Carbohydrate NMR chemical shift predictions using E(3) equivariant graph neural networks

TL;DR

This paper presents a novel E(3) equivariant graph neural network model for predicting carbohydrate NMR spectra, significantly improving accuracy and robustness over traditional methods, with broad implications for spectroscopy and molecular analysis.

Contribution

Introduces an E(3) equivariant graph neural network for NMR prediction that outperforms traditional models, especially with limited data, advancing spectral analysis techniques.

Findings

Achieves up to threefold reduction in mean absolute error.

Performs well even with limited training data.

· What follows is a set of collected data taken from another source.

PR #476, opened 2018-10-02
 Waiting until prev block save,  Remove localnode when pick fetch node

anarcher:
### Background

- Waiting validator in sync until prev block is saved.
- Remove localNode when picking fetching node. 
- Validate block with prevblock's hash 

### Solution

- Using `common/observer` and `context.WithTimeout`
```
        ctx, cancelFunc := context.WithTimeout(pctx, v.prevBlockWaitTimeout)
	defer cancelFunc()

	prevHeight := height - 1

	exists, err := block.ExistsBlockByHeight(v.storage, prevHeight)
	if err != nil {
		return nil, err
	}

	if exists == false {
		waitC := make(chan struct{})
		observer.SyncBlockWaitObserver.On(string(prevHeight), func() {
			waitC <- struct{}{}
		})

		select {
		case <-waitC:
		case <-ctx.Done():
		}
	}
```

- Using `localNode.Address()` in `pickRandomNode`
- Make and hashing a block with local prev block and then compare this block's hash with fetched block's hash


lib/sync/fetcher.go
```diff
@@ -86,18 +96,12 @@ func (f *BlockFetcher) fetch(ctx context.Context, si *SyncInfo) error {
 	f.logger.Debug("Fetch start", "height", height)
 
 	n := f.pickRandomNode()
-	f.logger.Info("Fetching items from node", "node", n, "height", height)
+	f.logger.Info(fmt.Sprintf("Fetching items from node: %s", n), "fetching_node", n, "height", height)
```
Charleslee522: Isn't `n` duplicated?

lib/sync/fetcher.go
```diff
@@ -175,8 +179,16 @@ func (f *BlockFetcher) pickRandomNode() node.Node {
 	if len(ac) <= 0 {
 		return nil
 	}
-	idx := rand.Intn(len(ac))
-	node := f.connectionManager.GetNode(ac[idx])
+
+	var addressList []string
+	for _, a := range ac {
+		if f.localNode.Address() != a {
```
Charleslee522: :)

lib/sync/validator.go
```diff
@@ -154,6 +160,15 @@ func (v *BlockValidator) validateBlock(ctx context.Context, si *SyncInfo) error
...
 		txs = append(txs, tx.H.Hash)
 	}
+
+	prevBlk, err := v.getPrevBlock(ctx, si.BlockHeight)
+	if err != nil {
+		return err
+	}
+
+	round := si.Block.Round
+	round.BlockHash = prevBlk.Hash
```
Charleslee522: How about this?
`si.Block.Round.BlockHash = prevBlk.Hash`
First I saw `round` variable, it looked like unused :)

lib/sync/validator.go
```diff
@@ -191,3 +206,34 @@ func (v *BlockValidator) existsBlock(ctx context.Context, st *storage.LevelDBBac
 		return exists, nil
 	}
 }
+
+func (v *BlockValidator) getPrevBlock(pctx context.Context, height uint64) (*block.Block, error) {
```
Charleslee522: 👍

lib/sync/fetcher.go
anarcher: Yep, but msg has node is easy to see log :-)

anarcher:
@Charleslee522  Can I merge it? ㅠㅠ

anarcher:
Thanks! @Charleslee522 :-D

Potential to accelerate research in biochemistry and pharmaceuticals.

Abstract

Carbohydrates, vital components of biological systems, are well-known for their structural diversity. Nuclear Magnetic Resonance (NMR) spectroscopy plays a crucial role in understanding their intricate molecular arrangements and is essential in assessing and verifying the molecular structure of organic molecules. An important part of this process is to predict the NMR chemical shift from the molecular structure. This work introduces a novel approach that leverages E(3) equivariant graph neural networks to predict carbohydrate NMR spectra. Notably, our model achieves a substantial reduction in mean absolute error, up to threefold, compared to traditional models that rely solely on two-dimensional molecular structure. Even with limited data, the model excels, highlighting its robustness and generalization capabilities. The implications are far-reaching and go beyond an advanced understanding of carbohydrate structures and spectral interpretation. For example, it could accelerate research in pharmaceutical applications, biochemistry, and structural biology, offering a faster and more reliable analysis of molecular structures. Furthermore, our approach is a key step towards a new data-driven era in spectroscopy, potentially influencing spectroscopic techniques beyond NMR.